Issue #415, opened 2016-01-25
Limit number of method/closure parameters rule


garnett:
Time to time I raise this issue with colleagues: there is no proven number to stick, but IMHO anything with 5 or more parameters should be considered as suspicious (might be a good place to use "Introduce Parameter object" refactoring).

I see it as an AST rule that raises warning for methods/functions/closures with 5 or more arguments (configurable). 

Edit: probably it should ignore `init` methods though (value objects usually have tons of parameters)

scottrhoyt:
Interesting idea. Do you think this should or shouldn't count parameters with default values?

garnett:
@scottrhoyt that's a good question indeed :+1: 
Just thinking out loud: declaration of method with 4+ parameters is not often a problem, developer has hard times when he reads place where such method is called or invokes such method. Assuming that I would say that we can:
* make requirement less strict for method containing optional arguments (math to be discussed)
* completely ignore parameters with default values because they can be totally ignored when calling method

scottrhoyt:
Without thinking about it too much, I think I would vote for option number 2 since it is simpler and clearer. Ultimately I think it is more important for this rule to protect potential callers as opposed to the function writer.

PR #447, opened 2016-01-29
Limit parameters count

garnett:
Very early version of #415.
Implementation depends on answer here: https://github.com/jpsim/SourceKitten/issues/151.


Source/SwiftLintFramework/Rules/ParametersListLengthRule.swift
```diff
@@ -0,0 +1,88 @@
...
+            }
+
+            let substructure = dictionary["key.substructure"] as? [SourceKitRepresentable] ?? []
+            let paramsCount = substructure.filter {
+                guard let subDict = $0 as? [String: SourceKitRepresentable],
+                    key = subDict["key.kind"] as? String  else {
+                        return false
+                }
+
+                return key == "source.lang.swift.decl.var.parameter"
```
jpsim: You could avoid the hardcoded string literal by doing `return SwiftDeclarationKind(rawValue: key) == . VarParameter` instead.

jpsim:
I'm excited to see you getting started on this! Let me know if you have any questions moving forward.

Source/SwiftLintFramework/Rules/ParametersListLengthRule.swift
garnett: nice, had no idea there were constants for that :)

garnett:
@jpsim assuming my code example here https://github.com/jpsim/SourceKitten/issues/151#issuecomment-176894084 do you think there are "good" :tm: way to extract function parameters from AST?

I'm inclining to simply get function declaration string and parse it manually. Moreover I have to do it anyway because of default parameters (they are not represented in SourceKit AFAIK

jpsim:
> @jpsim assuming my code example here jpsim/SourceKitten#151 (comment) do you think there are "good"  way to extract function parameters from AST?

Yeah, it's spot on. You're using an `ASTRule` and only continuing the validation process when substructures have `.VarParameter`s. :+1:

garnett:
@jpsim but apparently it triggers false positive for this simple snippet:
```
private func foo(dictionary: [Int: Int]) -> Int {
    dictionary.flatMap { foo in return foo }
    return 1
}
```

produces 1 level-nested structure which will count ```foo``` parameters and return 2 not 1:

  "key.substructure" : [
    {
      "key.kind" : "source.lang.swift.decl.function.free",
      "key.offset" : 22,
      "key.nameoffset" : 27,
      "key.namelength" : 27,
      "key.bodyoffset" : 63,
      "key.bodylength" : 73,
      "key.accessibility" : "source.lang.swift.accessibility.private",
      "key.substructure" : [
        {
          "key.offset" : 31,
          "key.nameoffset" : 0,
          "key.namelength" : 0,
          "key.length" : 10,
          "key.typename" : "[Int: Int]",
          "key.name" : "dictionary"
        },
        {
          "key.offset" : 103,
          "key.nameoffset" : 0,
          "key.namelength" : 0,
          "key.length" : 3,
          "key.typename" : "foo",
          "key.name" : "foo"
        }
      ],
      "key.name" : "foo(_:)",
      "key.length" : 115
    }
  ],
  "key.offset" : 0,
  "key.length" : 138
}

jpsim:
In your example, `foo` *is* a parameter. It's a parameter to the closure. If you want to filter just parameters to *functions*, you can filter `.VarParameter`s that have a `key.offset` between its enclosing function's `key.offset` and `key.bodyoffset`.

In your example, you'd only end up with `dictionary` as parameters for functions because its `key.offset` is 17, which falls between its parent function's `key.offset` of 8 and `key.bodyoffset` of 49. Whereas `foo` isn't considered because its `key.offset` is 71, which is outside the 8..<49 range.

garnett:
@jpsim thanks for this :+1:  I had a feeling I'm missing something

Source/SwiftLintFramework/Rules/ParametersListLengthRule.swift
```diff
@@ -0,0 +1,105 @@
...
+            }
+
+            return []
+    }
+
+    private func allFunctionParameters(structure: [SourceKitRepresentable],
+        range: Range<Int>) -> Int {
+
+            var count = 0
+            for e in structure {
```
garnett: usage of `for` loop is intentional it allows to return early in case method reached end of current function declaration

Source/SwiftLintFramework/Rules/ParametersListLengthRule.swift
```diff
@@ -0,0 +1,105 @@
...
+
+                if SwiftDeclarationKind(rawValue: key) == .VarParameter {
+                    count += 1
+                }
+            }
+            return count
+    }
+
+    private func defaultFunctionParameters(file: File, range: Range<Int>) -> Int {
+        let funcDeclaration = file.contents[range]
```
garnett: based on assumption default parameter has `=` indicating it's value

garnett:
@jpsim ready to be reviewed!

Source/SwiftLintFramework/Rules/ParametersListLengthRule.swift
```diff
@@ -0,0 +1,105 @@
...
+            let allParameters = allFunctionParameters(substructure, range: funcDeclarationRange)
+            let defaultParameters = defaultFunctionParameters(file, range: funcDeclarationRange)
+
+            let parametersCount = allParameters - defaultParameters
+
+            for parameter in config.params where parametersCount > parameter.value {
+                let offset = Int(dictionary["key.offset"] as? Int64 ?? 0)
+                return [StyleViolation(ruleDescription: self.dynamicType.description,
+                    severity: parameter.severity,
+                    location: Location(file: file, characterOffset: offset),
```
norio-nomura: Could you please use `Location(file: file, byteOffset: offset)` instead of `Location(file: file, characterOffset: offset)`?
Because `dictionary["key.offset"]` is byte offset.

Source/SwiftLintFramework/Rules/ParametersListLengthRule.swift
norio-nomura: Could you please use `NSString.substringWithByteRange(start:, length:)` instead of subscript? Because `dictionary["key.nameoffset"]` and `dictionary["key.namelength"]` are byte offset and byte length.

Source/SwiftLintFramework/Rules/ParametersListLengthRule.swift
```diff
@@ -0,0 +1,104 @@
...
+            let defaultParams = defaultFuncParameters(file, offset: nameOffset, length: length)
+
+            let parametersCount = allParams - defaultParams
+
+            for parameter in config.params where parametersCount > parameter.value {
+                let offset = Int(dictionary["key.offset"] as? Int64 ?? 0)
+                return [StyleViolation(ruleDescription: self.dynamicType.description,
+                    severity: parameter.severity,
+                    location: Location(file: file, byteOffset: offset),
+                    reason: "{Parameters list should have \(config.warning) or less parameters: " +
```
jpsim: Typo: `{Parameters`

Source/SwiftLintFramework/Rules/CyclomaticComplexityRule.swift
```diff
@@ -43,7 +43,7 @@ public struct CyclomaticComplexityRule: ASTRule, ConfigProviderRule {
             let offset = Int(dictionary["key.offset"] as? Int64 ?? 0)
             return [StyleViolation(ruleDescription: self.dynamicType.description,
                 severity: parameter.severity,
-                location: Location(file: file, characterOffset: offset),
+                location: Location(file: file, byteOffset: offset),
```
jpsim: :+1: nice catch!

jpsim:
The implementation here looks great! I'd like us to really nail down the rule name though.

"Parameters List Length" and "Parameter List Length" seem to be used interchangeably. We're not really measuring the string length here, but rather the number of parameters.

I think "Function Parameter Count" might be a more appropriate name.

Otherwise like I said, the implementation looks spot on (as far as I can tell reveling this from my phone :wink:).

garnett:
@jpsim agreed with naming, changed

jpsim:
Thanks @garnett! I just had a few minor changes to add, so I'll merge in #459.

Really nice work on this! Not too many people have ventured into writing `ASTRule` based rules so far, so if you learned anything that you think might be useful to add in the contributing.md documentation for others looking to write rules, please let me know!

norio-nomura:
:clap:

Source/SwiftLintFramework/Rules/CyclomaticComplexityRule.swift
norio-nomura: :+1:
_ _ _
■ DIRECTIONS ■
Wherever "SourceKitRepresentable" turns up in the records, copy the whole line.

■ TASK RESULT ■
+            let substructure = dictionary["key.substructure"] as? [SourceKitRepresentable] ?? []
+                guard let subDict = $0 as? [String: SourceKitRepresentable],
+    private func allFunctionParameters(structure: [SourceKitRepresentable],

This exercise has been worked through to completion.